American general (1835–1883)

Charles Ewing (March 6, 1835 - June 20, 1883) was an attorney and Union Army general during the American Civil War. He was the son of Interior Secretary Thomas Ewing, the brother of Thomas Ewing Jr. and Hugh Boyle Ewing, and the foster brother and brother-in-law of William T. Sherman. Ewing's sister and Sherman's wife was Ellen Ewing Sherman.

==Early life and career==
He was educated at St. Joseph's College in Perry County, Ohio, and at the University of Virginia. He studied law, was admitted to practice and was so engaged at St. Louis, Missouri, when the Civil War broke out.

==Civil War==
He then joined the U.S. Army and was commissioned in May 1861 as a captain in the 13th Infantry, of which William T. Sherman, his brother-in-law, was colonel. He was appointed inspector-general on the staff of General Sherman, when in command of the western army.
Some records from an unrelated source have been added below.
Issue #224, opened 2025-02-03
What is the SHACL version this group is working to produce?


ajnelson-nist:
I noticed in [Issue 223](https://github.com/w3c/data-shapes/issues/223) that there is discussion of a "SHACL 1.1 ..." deliverable.

Yet, the [deliverables](https://www.w3.org/2024/12/data-shapes.html#deliverables) noted today all describe SHACL 1.2 artifacts.

My understanding is that the 2017 SHACL Recommendation is "1.0", though the HTML documentation does not include the string "1.0," and the Turtle encoding of SHACL also does not include the string "1.0" or an `owl:versionIRI`.

Was there ever a 1.1?  If not, where will the documentation go for why a 1.1 is being skipped?

This feels to me like a "Core"-taggable issue, but I'll leave that decision to the chairs.

HolgerKnublauch:
The intention with 1.2 was

1. to align with RDF 1.2
2. to make sure that this is not just an incremental improvement over what was a 1.1 working draft from the CG. Nobody should mix up the historic 1.1 drafts with the shiny new 1.2 in the future as they have completely new deliverables (e.g. 1.1 SHACL-AF will just disappear and be distributed across multiple 1.2 docs).

ajnelson-nist:
Thank you, @HolgerKnublauch !  That's straightforward enough to me.  Will this be noted in the 1.2 Core document?

With your reply of ACK or NACK, I'm fine with this Issue being closed unless it's helpful as a reminder to include the 1.1-vs-1.2 in whichever document is appropriate.

HolgerKnublauch:
As the 1.1 drafts have no official status, they can be updated to clearly point at their successor documents once they are in a stable state.

From the 1.2 docs, I would suggest we link to the official 1.0 specs where appropriate

```
	previousPublishDate: "2017-07-20",
	previousMaturity: "REC",
	prevRecShortname: "shacl",
	prevRecURI: "https://www.w3.org/TR/shacl/",
```

So I would link from 1.2 to 1.0 and from 1.1 to 1.2 but not from 1.2 to the 1.1 drafts.

If you're OK, this could be closed.

ajnelson-nist:
Your plan sounds great to me.  Thank you for the walkthrough.

caribouW3:
> https://www.w3.org/TR/shacl/

It should use the dated URI instead, because that one will point to the new spec, eventually.

afs:
[...]

PR #244, opened 2025-02-13
Copied most recent TTL files into the new shacl12-vocabularies folder with a comment that these are under development

### LINKED ISSUE #243: Add TTL files for the SHACL-related vocabularies (or decide to keep the existing ones)
The previous WG has produced TTL files shactl.ttl and shacl-shacl.ttl in 

https://github.com/w3c/data-shapes/tree/gh-pages/shacl

As we need to update this (frequently) from now on, we need to decide where we will maintain these files in the new WG. In particular, this is important once we start merging pull requests that add new features, as those PRs should be accompanied by the changes to the TTL files.

I suggest we create a new folder shacl12-vocabularies where the new versions can be placed, to cleanly separate from the historic documents.

HolgerKnublauch:


ajnelson-nist:
@HolgerKnublauch - would you be fine linking this to #243 with the "Development" interface on the right?  We're having enough Issues and PRs pop up that it would be helpful to have GitHub interface hints for which are tied to one another.

afs:
>  would you be fine linking this to #243 with the "Development" interface on the right? We're having enough Issues and PRs pop up that it would be helpful to have GitHub interface hints for which are tied to one another.

Putting the text:
```
Closes #243
```
in the description will close the issue on merge as well.

https://docs.github.com/en/issues/tracking-your-work-with-issues/using-issues/linking-a-pull-request-to-an-issue

bergos (approved):

YoucTagh:
Should we use `http://www.w3.org/ns/shacl-shacl#` in the ttls or the dated versions as discussed in #224?

HolgerKnublauch:
@YoucTagh where in particular? The namespaces used as prefix should not be dated as they are long-term.

YoucTagh:
For example `http://www.w3.org/ns/shacl-shacl` in: https://github.com/w3c/data-shapes/blob/gh-pages/shacl12-vocabularies/shacl.ttl#L29

or using in `rdfs:seeAlso https://www.w3.org/TR/shacl/#syntax-rule-SHACL-list` in: https://github.com/w3c/data-shapes/blob/gh-pages/shacl12-vocabularies/shacl-shacl.ttl#L19C17-L19C49

HolgerKnublauch:
Ok, thanks. I wouldn't do this as the TTL files don't really have the same publishing cycle as the TR documents, so I don't even see what URLs we could link to here (and the links should be resolvable in the linked data sense).

Issue #148, opened 2023-04-03
Button "Hide SPARQL Definitions" in 1.6 Relationship between SHACL and SPARQL seems to be broken


megoth-capgemini:
The button under section 1.6 Relationship between SHACL and SPARQL does not toggle between hiding and showing SPARQL definitions.

![bilde](https://user-images.githubusercontent.com/122792971/229473293-a45ccdd3-bfbf-4fd3-9d41-4aa691fa5090.png)

HolgerKnublauch:
Thanks for pointing this out. Judging by the error, the page no longer knows about jQuery ($). Maybe that was available to earlier page templates and got lost later.

megoth-capgemini:
Looks like a good assessment. Just to suggest it, I reckon you could use `Document.querySelectorAll()` or similar standard (nowadays) functions in place of the jQuery-specific parts.

HolgerKnublauch:
Fixed, and removed jQuery. Thanks for the report.

PR #245, opened 2025-02-13
#148: Removed use of jQuery and fixed the Hide/Show SPARQL buttons

HolgerKnublauch:


bergos:
@HolgerKnublauch Is there a reason you switched from `pre` to `div` for the shacl-shacl Turtle? It looks like all the examples are using `pre`.

HolgerKnublauch:
Yes, because if it's <pre> the hyperlinks don't work. I have not investigated this in depth but <div> fixed it. Maybe a respec thing.

bergos (approved):

PR #147, opened 2015-07-23
change to use algorithm.Time in Algorithm Manager

bizcad:
Per issue 145, change TradeBars to use algorithm.Time instead of UTC. 

Mark DataDictionary<T> Time as obsolete.


jaredbroad:
Thank you @bizcad !

Issue #19, opened 2015-01-31
Add OANDA Brokerage


mourednik:
OANDA has a REST API with reference implementation in C#
https://github.com/oanda/rest-csharp-refimpl/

At the Battle of Vicksburg he planted the flag of his battalion on the parapet of the Confederate fort, and received a severe wound. For this action he was brevetted major in 1863; for his action at Jackson, Collierville and Missionary Ridge, in the Atlanta campaign he was made lieutenant-colonel by brevet in 1864, and for gallant conduct in the march to the sea and thence through the Carolinas to Washington he was brevetted colonel in 1865. He was made brigadier-general of volunteers, March 8, 1865.

==Postbellum career==
In 1867 General Ewing resigned his commission in the army, and opened a successful law practice in Washington, D.C. Beginning in 1874, he served as the Catholic Commissioner for Indian Missions (later known as the Bureau of Catholic Indian Missions), which involved defending Roman Catholic mission interests and Native American rights. Based on its prior missionary initiatives the Catholic Church felt justified in operating schools at 34 of the 72 agencies, but the administration of President Ulysses S. Grant allowed them at only seven. Ewing served as Catholic Commissioner until his death in Washington on June 20, 1883.